THE TASK:
When you reach the line with "val popupNotificationStatsKeys = (0" in the listing below, transcribe it and each line after it up to and including the line with "(diff shortened: 1 of 3 files shown)", exactly and with nothing else.

EXTRACTED MATERIAL:
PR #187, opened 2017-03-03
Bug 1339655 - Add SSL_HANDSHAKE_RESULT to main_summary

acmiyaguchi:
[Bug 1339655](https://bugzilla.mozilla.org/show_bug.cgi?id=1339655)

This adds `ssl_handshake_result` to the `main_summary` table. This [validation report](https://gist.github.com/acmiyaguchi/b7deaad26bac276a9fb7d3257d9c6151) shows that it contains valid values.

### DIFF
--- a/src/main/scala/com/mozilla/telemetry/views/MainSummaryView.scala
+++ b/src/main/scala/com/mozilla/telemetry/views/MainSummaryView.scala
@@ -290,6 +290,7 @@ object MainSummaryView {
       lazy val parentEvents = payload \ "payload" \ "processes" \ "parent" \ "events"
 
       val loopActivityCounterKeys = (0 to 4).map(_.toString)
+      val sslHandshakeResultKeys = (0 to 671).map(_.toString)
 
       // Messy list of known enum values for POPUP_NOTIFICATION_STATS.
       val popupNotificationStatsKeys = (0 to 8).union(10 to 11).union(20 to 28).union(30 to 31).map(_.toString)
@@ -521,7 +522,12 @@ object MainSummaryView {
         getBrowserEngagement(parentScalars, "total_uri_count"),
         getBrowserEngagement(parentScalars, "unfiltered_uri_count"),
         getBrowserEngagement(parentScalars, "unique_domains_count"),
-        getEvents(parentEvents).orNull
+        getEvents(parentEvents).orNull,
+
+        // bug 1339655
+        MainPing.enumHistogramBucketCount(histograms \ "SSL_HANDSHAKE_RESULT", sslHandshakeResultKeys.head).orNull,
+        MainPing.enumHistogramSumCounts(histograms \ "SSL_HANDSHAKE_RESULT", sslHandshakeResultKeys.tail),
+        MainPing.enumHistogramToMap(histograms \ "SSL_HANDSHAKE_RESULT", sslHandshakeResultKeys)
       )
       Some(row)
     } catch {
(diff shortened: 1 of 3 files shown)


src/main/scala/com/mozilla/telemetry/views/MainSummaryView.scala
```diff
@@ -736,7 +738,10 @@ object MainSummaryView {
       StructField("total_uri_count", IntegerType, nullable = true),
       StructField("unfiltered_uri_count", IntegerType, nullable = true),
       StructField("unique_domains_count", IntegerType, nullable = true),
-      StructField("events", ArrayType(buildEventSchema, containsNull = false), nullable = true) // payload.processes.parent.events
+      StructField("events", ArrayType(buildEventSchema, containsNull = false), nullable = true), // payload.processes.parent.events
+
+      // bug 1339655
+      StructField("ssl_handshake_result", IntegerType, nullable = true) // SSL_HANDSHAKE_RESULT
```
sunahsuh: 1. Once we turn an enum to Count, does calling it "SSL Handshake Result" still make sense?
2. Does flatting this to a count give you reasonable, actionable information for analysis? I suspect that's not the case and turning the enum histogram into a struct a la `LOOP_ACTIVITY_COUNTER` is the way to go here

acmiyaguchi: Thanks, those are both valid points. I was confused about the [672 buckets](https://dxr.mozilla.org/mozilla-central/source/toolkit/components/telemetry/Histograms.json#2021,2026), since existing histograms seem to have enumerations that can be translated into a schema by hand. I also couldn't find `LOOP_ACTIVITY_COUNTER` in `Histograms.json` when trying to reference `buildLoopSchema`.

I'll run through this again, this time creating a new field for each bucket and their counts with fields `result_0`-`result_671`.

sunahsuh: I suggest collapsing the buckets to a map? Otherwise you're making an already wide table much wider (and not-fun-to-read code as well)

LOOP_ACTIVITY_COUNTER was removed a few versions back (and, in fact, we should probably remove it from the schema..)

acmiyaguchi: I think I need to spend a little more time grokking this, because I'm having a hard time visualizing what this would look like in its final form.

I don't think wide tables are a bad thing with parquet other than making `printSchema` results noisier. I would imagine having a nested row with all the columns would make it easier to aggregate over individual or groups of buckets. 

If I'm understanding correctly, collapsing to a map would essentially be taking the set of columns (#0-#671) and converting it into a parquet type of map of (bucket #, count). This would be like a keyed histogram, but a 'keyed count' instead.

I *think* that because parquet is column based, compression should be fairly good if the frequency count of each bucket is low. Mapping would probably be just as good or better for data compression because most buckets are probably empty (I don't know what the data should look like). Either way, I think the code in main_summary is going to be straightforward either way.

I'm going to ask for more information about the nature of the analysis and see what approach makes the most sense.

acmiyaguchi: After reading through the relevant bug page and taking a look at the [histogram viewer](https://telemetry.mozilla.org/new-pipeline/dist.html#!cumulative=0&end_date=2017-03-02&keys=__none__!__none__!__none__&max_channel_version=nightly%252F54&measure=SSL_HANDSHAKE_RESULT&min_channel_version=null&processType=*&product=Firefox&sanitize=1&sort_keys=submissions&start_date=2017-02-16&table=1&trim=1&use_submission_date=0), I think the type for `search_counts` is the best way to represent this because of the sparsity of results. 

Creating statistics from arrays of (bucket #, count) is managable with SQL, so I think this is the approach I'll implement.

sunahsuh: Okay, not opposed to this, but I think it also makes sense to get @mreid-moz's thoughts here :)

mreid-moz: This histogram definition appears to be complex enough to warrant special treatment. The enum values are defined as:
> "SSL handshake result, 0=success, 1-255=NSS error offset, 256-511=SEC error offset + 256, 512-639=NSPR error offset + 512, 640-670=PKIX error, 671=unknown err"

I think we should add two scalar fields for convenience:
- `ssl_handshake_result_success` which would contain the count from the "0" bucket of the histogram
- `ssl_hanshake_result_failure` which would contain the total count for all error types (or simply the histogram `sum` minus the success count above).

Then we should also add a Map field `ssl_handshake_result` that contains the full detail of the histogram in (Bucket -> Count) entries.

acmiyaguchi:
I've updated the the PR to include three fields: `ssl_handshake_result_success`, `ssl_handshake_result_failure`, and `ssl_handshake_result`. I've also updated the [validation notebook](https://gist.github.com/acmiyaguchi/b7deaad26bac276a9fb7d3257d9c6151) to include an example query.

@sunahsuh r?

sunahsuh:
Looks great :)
--
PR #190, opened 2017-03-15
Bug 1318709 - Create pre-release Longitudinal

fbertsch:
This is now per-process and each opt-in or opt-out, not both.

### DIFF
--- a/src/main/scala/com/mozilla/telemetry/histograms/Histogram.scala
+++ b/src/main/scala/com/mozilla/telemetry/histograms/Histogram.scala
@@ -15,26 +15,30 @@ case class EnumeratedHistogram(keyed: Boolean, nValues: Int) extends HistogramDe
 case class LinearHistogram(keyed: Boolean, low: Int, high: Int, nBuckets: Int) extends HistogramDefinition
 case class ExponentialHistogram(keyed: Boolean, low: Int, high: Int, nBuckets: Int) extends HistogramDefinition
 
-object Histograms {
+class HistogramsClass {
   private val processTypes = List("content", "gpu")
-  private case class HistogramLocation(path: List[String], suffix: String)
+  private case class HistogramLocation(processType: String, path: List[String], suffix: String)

OUTPUT OF THE TASK:
       val popupNotificationStatsKeys = (0 to 8).union(10 to 11).union(20 to 28).union(30 to 31).map(_.toString)
@@ -521,7 +522,12 @@ object MainSummaryView {
         getBrowserEngagement(parentScalars, "total_uri_count"),
         getBrowserEngagement(parentScalars, "unfiltered_uri_count"),
         getBrowserEngagement(parentScalars, "unique_domains_count"),
-        getEvents(parentEvents).orNull
+        getEvents(parentEvents).orNull,
+
+        // bug 1339655
+        MainPing.enumHistogramBucketCount(histograms \ "SSL_HANDSHAKE_RESULT", sslHandshakeResultKeys.head).orNull,
+        MainPing.enumHistogramSumCounts(histograms \ "SSL_HANDSHAKE_RESULT", sslHandshakeResultKeys.tail),
+        MainPing.enumHistogramToMap(histograms \ "SSL_HANDSHAKE_RESULT", sslHandshakeResultKeys)
       )
       Some(row)
     } catch {
(diff shortened: 1 of 3 files shown)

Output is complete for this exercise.